> **Data records**:

PR #5349, opened 2026-02-16
fix: GROUP BY With Constant Expression Causes Infinite Loop #5300

### LINKED ISSUE #5300: GROUP BY With Constant Expression Causes Infinite Loop
## Description
GROUP BY combined with a constant expression in SELECT or ORDER BY enters an infinite loop and never terminates. Multiple trigger conditions exist.

This is a different bug from `SELECT 1 GROUP BY 1` (no FROM clause). This bug requires a FROM clause with an actual table.

## Reproducer 1: Constant in SELECT list (no aggregate)
```sql
CREATE TABLE t(name TEXT);
INSERT INTO t VALUES ('a'), ('a'), ('b');

SELECT 'label:', name FROM t GROUP BY name;
-- Turso: infinite loop (hangs forever)
-- SQLite: returns label:|a and label:|b

-- Also hangs:
SELECT 42, name FROM t GROUP BY name;
SELECT 1+1, name FROM t GROUP BY name;
```

## Reproducer 2: ORDER BY constant expression
```sql
CREATE TABLE v0 (c1 INT);
INSERT INTO v0 VALUES (1);

-- All hang forever:
SELECT * FROM v0 GROUP BY c1 ORDER BY 58.058;
SELECT * FROM v0 GROUP BY c1 ORDER BY 'hello';
SELECT * FROM v0 GROUP BY c1 ORDER BY NULL;

-- Also in CTEs:
WITH cte AS (SELECT 1 GROUP BY 1.0 ORDER BY 1.0) SELECT * FROM cte;

-- Also in VIEWs:
CREATE VIEW v4 AS SELECT * FROM v0 GROUP BY c1 ORDER BY STRFTIME('test');
SELECT * FROM v4;
```

## Reproducer 3: Window function + GROUP BY + ORDER BY constant
```sql
CREATE TABLE v0 (c1 INT, c2 TEXT, c3 INT);
INSERT INTO v0 VALUES (1, 'a', 10);

-- Hangs forever:
SELECT group_concat(c2) OVER (ORDER BY 0) FROM v0 GROUP BY c3 ORDER BY 1;
```

## Root Cause (from EXPLAIN)
The `IfPos` instruction at the GROUP BY output subroutine targets the constant-initialization code (in the Init block) instead of the aggregate finalization or output subroutine. The constant init code ends with `Goto 0, 1` which restarts the entire program, creating an infinite loop.

```
33    IfPos    5    52    -- r[5]>0 → jumps to Init block (WRONG)
...
50    Halt     0    0
51    Transaction  0  1  1
52    Real     0    17   58.058   -- Init block loads constant
53    Goto     0    1             -- Unconditionally restarts → INFINITE LOOP
```

The source of the constant (SELECT list, ORDER BY, or window function ORDER BY) triggers the same mechanism through slightly different code paths.

---

jussisaurio:
Disable constant optimization within the GROUP BY output subroutine. When constant expressions (in SELECT list or ORDER BY) were hoisted to the init section, the IfPos jump targeting label_agg_final would land in the init block, which ends with Goto back to program start, creating an infinite loop.

Closes #5300

### DIFF
--- a/testing/runner/tests/groupby/constant-expr.sqltest
+++ b/testing/runner/tests/groupby/constant-expr.sqltest
@@ -69,6 +69,7 @@ expect {
     1
 }
 
+@skip-if mvcc "views not supported in mvcc"
 test group-by-view-constant-order-by {
     CREATE TABLE v3 (c1 INT);
     INSERT INTO v3 VALUES (1), (2);


jussisaurio:
need to disable view-related test for mvcc...

Issue #5278, opened 2026-02-15
INSERT SELECT With Correlated Subquery and NOT IN Produces Phantom Rows


LeMikaelF:
## Description
`INSERT INTO ... SELECT` with a correlated subquery and `NOT IN` produces rows that don't exist in the source table.

## Reproducer
```sql
CREATE TABLE products(id INTEGER PRIMARY KEY, price INTEGER, category TEXT) STRICT;
CREATE TABLE expensive(id INTEGER PRIMARY KEY, price INTEGER, category TEXT) STRICT;
INSERT INTO products VALUES (1, 10, 'A'), (2, 50, 'B'), (3, 200, 'A'), (4, 75, 'B'), (5, 30, 'A');
INSERT INTO expensive SELECT * FROM products WHERE price > 40 AND category = 'B';

INSERT INTO expensive SELECT * FROM products p
  WHERE price > (SELECT AVG(price) FROM products WHERE category = p.category)
  AND id NOT IN (SELECT id FROM expensive);
SELECT * FROM expensive ORDER BY id;
-- Turso: 2|50|B, 4|75|B, 80|80|1
-- SQLite: 2|50|B, 3|200|A, 4|75|B
```

Row `80|80|1` does not exist in `products`. The correlated subquery with `NOT IN` corrupts register state, producing a phantom row and missing the correct row (3|200|A).

---
*This issue brought to you by Mikaël and Claude Code.*

PR #5351, opened 2026-02-16
Phantom row fix

pedrocarlo:
## Description
Fixes https://github.com/tursodatabase/turso/issues/5278

This solution works but it's just a hack/quick fix. Ideally we should do some refactor on how we scope queries, subqueries, and registers so that we don't have to do these ad-hoc/unintuitive adjustments. 

### Summary

`INSERT INTO ... SELECT` with a correlated subquery and `NOT IN` in the WHERE clause produced rows that don't exist in the source table, and missed correct rows.

```sql
CREATE TABLE products(id INTEGER PRIMARY KEY, price INTEGER, category TEXT);
CREATE TABLE expensive(id INTEGER PRIMARY KEY, price INTEGER, category TEXT);
INSERT INTO products VALUES (1, 10, 'A'), (2, 50, 'B'), (3, 200, 'A'), (4, 75, 'B'), (5, 30, 'A');
INSERT INTO expensive SELECT * FROM products WHERE price > 40 AND category = 'B';

INSERT INTO expensive SELECT * FROM products p
  WHERE price > (SELECT AVG(price) FROM products WHERE category = p.category)
  AND id NOT IN (SELECT id FROM expensive);
SELECT * FROM expensive ORDER BY id;
-- Before: 2|50|B, 4|75|B, 80|80|1   (phantom row, missing row 3)
-- After:  2|50|B, 3|200|A, 4|75|B   (matches SQLite)
```

### Root cause

`program.reg_result_cols_start` is a shared field on `ProgramBuilder` used to communicate the outer SELECT's result column registers back to the INSERT translation code. The outer SELECT sets it correctly, but when nested subqueries (e.g. correlated scalar subquery, NOT IN subquery) are emitted during WHERE clause processing, their internal `emit_query()` calls overwrite it with their own result column registers. When `insert.rs` later reads `program.reg_result_cols_start` to build the `MakeRecord` instruction for the ephemeral insert-buffer table, it gets the subquery's scratch registers instead of the coroutine's actual yield registers.

The phantom row `80|80|1` was literally the AVG accumulator (80), the AVG result copy (80), and the LIMIT counter (1) from the correlated subquery's scratch registers.

### Fix

After `emit_query()` returns in `emit_program_for_select_with_inputs()`, restore `program.reg_result_cols_start` from the return value. `emit_query()` already returns the correct `t_ctx.reg_result_cols_start` for each context level — it just wasn't being used to update the shared field. This ensures that after all nested subquery processing completes, the outermost caller's value is restored.

## Description of AI Usage
Generated with Claude

### DIFF
--- a/core/translate/emitter.rs
+++ b/core/translate/emitter.rs
@@ -417,7 +417,14 @@ fn emit_program_for_select_with_inputs(
     t_ctx.materialized_build_inputs = materialized_build_inputs;
 
     // Emit main parts of query
-    emit_query(program, &mut plan, &mut t_ctx)?;
+    let result_cols_start = emit_query(program, &mut plan, &mut t_ctx)?;
+    // TODO: This solution works but it's just a hack/quick fix.
+    // Ideally we should do some refactor on how we scope queries, subqueries, and registers so that we don't have to do these ad-hoc/unintuitive adjustments.
+
+    // Restore reg_result_cols_start after emit_query, because nested subqueries
+    // (e.g. correlated scalar subqueries in WHERE) can overwrite
+    // program.reg_result_cols_start with their own result column registers.
+    program.reg_result_cols_start = Some(result_cols_start);
 
     program.result_columns = plan.result_columns;
     program.table_references.extend(plan.table_references);


jussisaurio:
> This solution works but it's just a hack/quick fix. Ideally we should do some refactor on how we scope queries, subqueries, and registers so that we don't have to do these ad-hoc/unintuitive adjustments.

Put this in code.

pedrocarlo:
Ok just added this remark as a comment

> **Required action**: From the data above, state how many lines contain the string "name", offering no other words.

> **Written solution**: 4